> [Dataset records]

PR #7303, opened 2024-09-06
Extend Block Metadata PHP Cache to Third-Party Blocks

mreishus:
Trac ticket: https://core.trac.wordpress.org/ticket/62002

To run relevant unit tests: `./vendor/bin/phpunit --filter register ; ./vendor/bin/phpunit --filter Tests_Blocks_WpBlockMetadataRegistry`

---


src/wp-includes/class-wp-block-metadata-registry.php
```diff
@@ -0,0 +1,75 @@
...
+ */
+class WP_Block_Metadata_Registry {
+
+	/**
+	 * Holds the instance of this class.
+	 *
+	 * @since 6.X.0
+	 * @var WP_Block_Metadata_Registry
+	 */
+	private static $instance;
```
azaozz: Would it be better to make this a (proper) static class, no instances? If I'm reading this right there are no benefits to instantiate it.

src/wp-includes/blocks.php
```diff
@@ -393,43 +411,55 @@ function get_block_metadata_i18n_schema() {
...
+	if ( empty( $metadata ) ) {
+		$metadata_file = ( ! str_ends_with( $file_or_folder, 'block.json' ) ) ?
+			trailingslashit( $file_or_folder ) . 'block.json' :
+			$file_or_folder;
+
+		$metadata_file_exists = file_exists( $metadata_file );
+		if ( $metadata_file_exists ) {
+			$metadata = wp_json_file_decode( $metadata_file, array( 'associative' => true ) );
+		} else if ( ! $metadata_file_exists && empty( $args['name'] ) ) {
+			return false;
```
azaozz: Would it make sense to somehow register the fact that a metadata file doesn't exist so it is cached? Seems that should prevent looking for a non-existing file on every page load.

gziolo:
The recommended and most popular usage for block registration is through `register_block_type`, which uses `register_block_type_from_metadata` internally when the path to `block.json` is passed as the first argument. Example:

```php
function my_plugin_my_block_block_init() {
	register_block_type( __DIR__ . '/build' );
}
add_action( 'init', my_plugin_my_block_block_init' );
```

There were some refactorings in the past that I'm not deeply familiar with, but that made the implementation more flexible and more performant. In the world where we have the proposed cache registry for metadata, it would get to another level. Although, it also raises the question of whether we can simplify everything. I took a look at how it all works today.

This is an example of core block registration:

https://github.com/WordPress/wordpress-develop/blob/a78540b0881a195ec8488bb6bdf878114d75f8b8/src/wp-includes/blocks/index.php#L149-L157

There are multiple steps here in WP core:

1. Use webpack to generate [require-static-blocks.php](https://github.com/WordPress/wordpress-develop/blob/trunk/src/wp-includes/blocks/require-static-blocks.php) file
2. Use also webpack to generate the cache [blocks-json.php](https://github.com/WordPress/wordpress-develop/blob/trunk/src/wp-includes/blocks/blocks-json.php) with all block.json files loaded
3. Register the block type by providing the path to metadata based on paths generated with (1). Metadata is consumed from file (2), which has everything bundled, with keys being core block names.

Some aspects I was thinking about, as `register_block_type_from_metadata` has the following steps after many iterations:

1. Load the `block.json` file from the disk or from the cache from core blocks
2. Translate the metadata to block settings, which means either mapping the properties or processing them so some additional work happens, like registering scripts and styles, callbacks, etc
3. Register the block type in the registry:
    https://github.com/WordPress/wordpress-develop/blob/a78540b0881a195ec8488bb6bdf878114d75f8b8/src/wp-includes/blocks.php#L707-L710

---

What I'm currently thinking about is whether we can keep the existing public API. In effect, we would need a single global registry where the metadata gets stored. `$file_or_folder` could become the key for setting and getting the entry from the registry:

```php
function register_block_type_from_metadata( $file_or_folder_or_cache_key, $args = array() ) {
	// Try to get metadata from the static cache for core blocks.
	$metadata = array();    
	$registry = WP_Block_Metadata_Registry::get_instance();
	if ( $registry->has( $file_or_folder_or_cache_key ) {
		$metadata = $registry->get( $file_or_folder_or_cache_key );
	} else {
		// Load the file from the disk as before.
	}
	// The rest of the logic.
}
```

I assumed that the file no longer needs to exist on the disk and instead anything can be put as a cache key so I renamed the first param to `$file_or_folder_or_cache_key`.

The registry itself could have some helper method to register multiple block type metadata entries in one call, so for WP core that would be the following:

```php
$registry = WP_Block_Metadata_Registry::get_instance();
$registry->addCollection( require ABSPATH . WPINC . '/blocks/blocks-json.php' );
```

I'm not entirely sure how that would work with the Gutenberg plugin, but we can figure it out later. Let me know what do you think about all of the above. I'm curious about the rationale for having namespaces in the metadata registry that in effect would trigger adding the 3rd param. I'm happy to discuss it further to align on the path forward.

src/wp-includes/class-wp-block-metadata-registry.php
mreishus: Agree that there is no need to instantiate it. Changed all methods to be static in 48e2bfa19ad2c7145a9edb2029a091e823302c7d and prevented instantiation.

src/wp-includes/blocks.php
mreishus: I don't think this will be much of an issue. We only do the file_exists() check if $metadata is empty, and $metadata is empty only if we failed to get the data from the metadata registry. In other words, I only expect the file_exists() check to fail if something has gone wrong, and it shouldn't be looking for non existent files in normal operation.

mreishus:
Thank you for the feedback, this is very helpful in refining the approach.

**Simplifying the API**
I agree with your suggestion to simplify the API. The idea of using a single global registry with `$file_or_folder_or_cache_key` as the first parameter makes sense and would allow us to remove the third parameter I initially proposed. This approach seems cleaner and more in line with existing WordPress conventions.  I have modified the code to give this a try.

**Namespaces in the metadata registry**
I initially introduced namespaces due to concerns about potential conflicts, particularly noticing that both core and the Gutenberg plugin can have differing metadata for the same blocks. However, I'm open to removing namespaces if we can address the potential overwriting issues in another way. Perhaps we can ensure that Gutenberg always registers its metadata after core.

**Third-party plugin usage**
I did imagine third party plugins having to add their own build step to create a compiled php file with all of the block data. I have a prospective approach for WooCommerce here: https://github.com/woocommerce/woocommerce/pull/51184 _(In the next hour or so, I will update it to match the latest changes in this PR)._

**register_block_type()**
I did not know this was the main way to register blocks. In accordance with the API changes above, I have also changed this to feed through and use the same mechanism. If you check the code, you'll see something strange about checking the type of `$args` - I noticed the unit test `test_should_return_a_default_fallback_navigation_menu_with_no_blocks_if_page_list_block_is_not_registered` is passing the undocumented type of `WP_Block_Type` to `$args` (instead of an array with the same properties as `WP_Block_Type`). In this case, `WP_Block_Type_Registry::get_instance()->register()` can handle an `$args` as  `WP_Block_Type` here, but `register_block_type_from_metadata()` cannot, so I had to add the safeguard. However, this feels a bit strange and might warrant further inspection.

**register all helper**
Didn't get a chance to look at this yet.

gziolo:
> I did not know this was the main way to register blocks. In accordance with the API changes above, I have also changed this to feed through and use the same mechanism.

The nice part is that we will be able to avoid all the file system checks if the metadata is cached. We definitely will have to adjust `register_block_type` in the way you did it. I'll have a closer look at the edge case you highlighted later. It sounds like the test might need some adjustments. In my opinion, everything is on the right track.

src/wp-includes/blocks.php
```diff
@@ -375,6 +375,23 @@ function get_block_metadata_i18n_schema() {
...
+ *
+ * @since 6.X.0
+ *
+ * @param string $source    The source identifier for the metadata within the namespace.
+ *                          This can be a unique identifier for your plugin's blocks.
+ * @param array  $metadata  The block metadata to be registered.
+ */
+function wp_register_block_metadata( $source, $metadata ) {
+	WP_Block_Metadata_Registry::register( $source, $metadata );
+}
```
felixarntz: Rather than a function to register block metadata for a single block, I think we should go with the approach of registering a block collection file, as @gziolo suggested in https://github.com/WordPress/wordpress-develop/pull/7303#issuecomment-2348470186.

This is more performant when it comes to plugins with multiple blocks, but still works for plugins with a single block as well.

Last but not least, it more intuitively separates the API since a "block collection" would be clearly different from an individual "block" (while a function name like the current one may be confused with the actual functions to register a block type, which in a way _also_ register block metadata depending on how they're called).

src/wp-includes/blocks.php
```diff
@@ -387,49 +404,60 @@ function get_block_metadata_i18n_schema() {
  * @since 6.5.0 Added support for `allowedBlocks`, `viewScriptModule`, and `viewStyle` fields.
  * @since 6.7.0 Allow PHP filename as `variations` argument.
  *
- * @param string $file_or_folder Path to the JSON file with metadata definition for
+ * @param string $file_or_metadata_source Path to the JSON file with metadata definition for
```
felixarntz: I think we should try to find a way to keep this parameter the way it was before. It already supports file or folder, and supporting yet another way to call it makes this function more and more complex.

We could consider to shape the block collection mechanism in a way that continues to support passing a file or folder, for example:
* Allow registering block collections as a combination of:
    * Directory in which block.json files will be considered part of _that_ collection.
    * The built PHP file name which contains the block metadata for all of the blocks in the collection.
* With such an approach, you could look up the correct collection for the given file or folder (if there is one registered), and then on demand `require` the built PHP file, to read the metadata from there.

This would simplify the usage and implementation of this function. It would also allow us to handle Core blocks in the same way as third party blocks.

Example code to illustrate what I mean (with the example of how Core itself would use this):
```php
WP_Block_Metadata_Registry::register_collection(
	ABSPATH . WPINC . '/blocks/',
	ABSPATH . WPINC . '/blocks/blocks-json.php'
);
```

The `WP_Block_Metadata_Registry::get_metadata()` method would then receive a file or folder with a block.json file and find the correct registered collection, i.e. the one where `starts_with( $file_or_folder, $registered_blocks_folder )`. If it finds one, it would `require $registered_blocks_php_file` (only once of course, otherwise it would look at the already parsed metadata from that file).

This way, `register_block_type_from_metadata()` can continue to use `$file_or_folder` as is and we could even remove some of the Core specific code from it.

src/wp-includes/blocks.php
```diff
@@ -387,49 +404,60 @@ function get_block_metadata_i18n_schema() {
...
+			$core_blocks_meta = require ABSPATH . WPINC . '/blocks/blocks-json.php';
+			foreach ( $core_blocks_meta as $block_name => $block_meta ) {
+				$block_name = 'core/' . $block_name;
+				wp_register_block_metadata( $block_name, $block_meta );
+			}
+			$metadata = WP_Block_Metadata_Registry::get_metadata( $core_block_name );
 		}
+	} elseif ( $metadata_source ) {
+		$metadata = WP_Block_Metadata_Registry::get_metadata( $metadata_source );
 	}
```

> [Your assignment] In the data above, each line holding "github" is to be found and copied.

> [Task result]
https://github.com/WordPress/wordpress-develop/blob/a78540b0881a195ec8488bb6bdf878114d75f8b8/src/wp-includes/blocks/index.php#L149-L157
1. Use webpack to generate [require-static-blocks.php](https://github.com/WordPress/wordpress-develop/blob/trunk/src/wp-includes/blocks/require-static-blocks.php) file
2. Use also webpack to generate the cache [blocks-json.php](https://github.com/WordPress/wordpress-develop/blob/trunk/src/wp-includes/blocks/blocks-json.php) with all block.json files loaded
    https://github.com/WordPress/wordpress-develop/blob/a78540b0881a195ec8488bb6bdf878114d75f8b8/src/wp-includes/blocks.php#L707-L710
I did imagine third party plugins having to add their own build step to create a compiled php file with all of the block data. I have a prospective approach for WooCommerce here: https://github.com/woocommerce/woocommerce/pull/51184 _(In the next hour or so, I will update it to match the latest changes in this PR)._
felixarntz: Rather than a function to register block metadata for a single block, I think we should go with the approach of registering a block collection file, as @gziolo suggested in https://github.com/WordPress/wordpress-develop/pull/7303#issuecomment-2348470186.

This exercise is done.